[Stored items]
◆ ◆ ◆
PR #1155, opened 2024-05-29
Add XHR

foolip:


foolip:
This depends on https://github.com/web-platform-dx/web-features/issues/1018 to not have to research the correct versions, or trim the feature down to get the earliest possible version for each browser.

foolip:
I don't think we need https://github.com/web-platform-dx/web-features/issues/1018, the dist grouping sufficed for this.

features/xhr.yml
```diff
@@ -0,0 +1,56 @@
+name: XMLHttpRequest
+description: The `XMLHttpRequest` API TODO. Also known as XHR.
```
◆ ◆ ◆
## WHAT TO DO
Transcribe only the trailing portion of the entries above: the line that contains "This depends on" and each line after it.

## RESULT OF THIS EXERCISE
This depends on https://github.com/web-platform-dx/web-features/issues/1018 to not have to research the correct versions, or trim the feature down to get the earliest possible version for each browser.

foolip:
I don't think we need https://github.com/web-platform-dx/web-features/issues/1018, the dist grouping sufficed for this.

features/xhr.yml
```diff
@@ -0,0 +1,56 @@
+name: XMLHttpRequest
+description: The `XMLHttpRequest` API TODO. Also known as XHR.
```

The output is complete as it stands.